[About this exercise]:
Output all of the entries below precisely as written.

-----

PR #2287, opened 2025-05-09
Add missing JsCallbackLoadableValue to demo callback

### LINKED ISSUE #2286: "form/form2.php" demo addAction is broken
How to reproduce:
1) open demo /ui/demos/form/form2.php
2) enter blabla in country field (first)
3) click "Check Duplicate"

Result:
```
Critical Error TypeError:
Atk4\Ui\Demos\{closure}(): Argument #2 ($name) must be of type string, Atk4\Ui\Js\Jquery given,
called in src/View.php on line 924 
```
Expected result: "This country name can be added."
Source: https://github.com/atk4/ui/blob/develop/demos/form/form2.php

No idea how to fix it, since button click interface is undocumented and differs from onSubmit interface.

mvorisek:
fix #2286

### DIFF
--- a/demos/form/form2.php
+++ b/demos/form/form2.php
@@ -11,6 +11,7 @@ use Atk4\Ui\Form;
 use Atk4\Ui\Header;
 use Atk4\Ui\Js\Jquery;
 use Atk4\Ui\Js\JsBlock;
+use Atk4\Ui\Js\JsCallbackLoadableValue;
 use Atk4\Ui\Js\JsToast;
 use Atk4\Ui\Label;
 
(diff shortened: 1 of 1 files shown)


demos/form/form2.php
```diff
@@ -39,7 +40,7 @@
         }
 
         return new JsToast('This country name can be added.');
-    }, ['args' => [$nameInput->jsInput()->val()]]);
+    }, ['args' => [new JsCallbackLoadableValue($nameInput->jsInput()->val(), static fn ($v) => $v)]]);
```
mvorisek, line 43: TODO for myself - can this be detected using phpstan or no lately on runtime?

woodholly: It works for me, but looks like black magic, not low code :)

mvorisek: Low code, but still we require explicit code to enforce strong typecasting. Here we indicate we want to keep string type.

With improve method param type PHPStan should be able to detect the issue.

Also we should throw if the type is not `JsCallbackLoadableValue` in `JsCallback`. The reason you got "argument error" is passed `JsExpression` implements `__call`. I will work on this.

-----

[Solved problem]:
PR #2287, opened 2025-05-09
Add missing JsCallbackLoadableValue to demo callback

### LINKED ISSUE #2286: "form/form2.php" demo addAction is broken
How to reproduce:
1) open demo /ui/demos/form/form2.php
2) enter blabla in country field (first)
3) click "Check Duplicate"

Result:
```
Critical Error TypeError:
Atk4\Ui\Demos\{closure}(): Argument #2 ($name) must be of type string, Atk4\Ui\Js\Jquery given,
called in src/View.php on line 924 
```
Expected result: "This country name can be added."
Source: https://github.com/atk4/ui/blob/develop/demos/form/form2.php

No idea how to fix it, since button click interface is undocumented and differs from onSubmit interface.

mvorisek:
fix #2286

### DIFF
--- a/demos/form/form2.php
+++ b/demos/form/form2.php
@@ -11,6 +11,7 @@ use Atk4\Ui\Form;
 use Atk4\Ui\Header;
 use Atk4\Ui\Js\Jquery;
 use Atk4\Ui\Js\JsBlock;
+use Atk4\Ui\Js\JsCallbackLoadableValue;
 use Atk4\Ui\Js\JsToast;
 use Atk4\Ui\Label;
 
(diff shortened: 1 of 1 files shown)


demos/form/form2.php
```diff
@@ -39,7 +40,7 @@
         }
 
         return new JsToast('This country name can be added.');
-    }, ['args' => [$nameInput->jsInput()->val()]]);
+    }, ['args' => [new JsCallbackLoadableValue($nameInput->jsInput()->val(), static fn ($v) => $v)]]);
```
mvorisek, line 43: TODO for myself - can this be detected using phpstan or no lately on runtime?

woodholly: It works for me, but looks like black magic, not low code :)

mvorisek: Low code, but still we require explicit code to enforce strong typecasting. Here we indicate we want to keep string type.

With improve method param type PHPStan should be able to detect the issue.

Also we should throw if the type is not `JsCallbackLoadableValue` in `JsCallback`. The reason you got "argument error" is passed `JsExpression` implements `__call`. I will work on this.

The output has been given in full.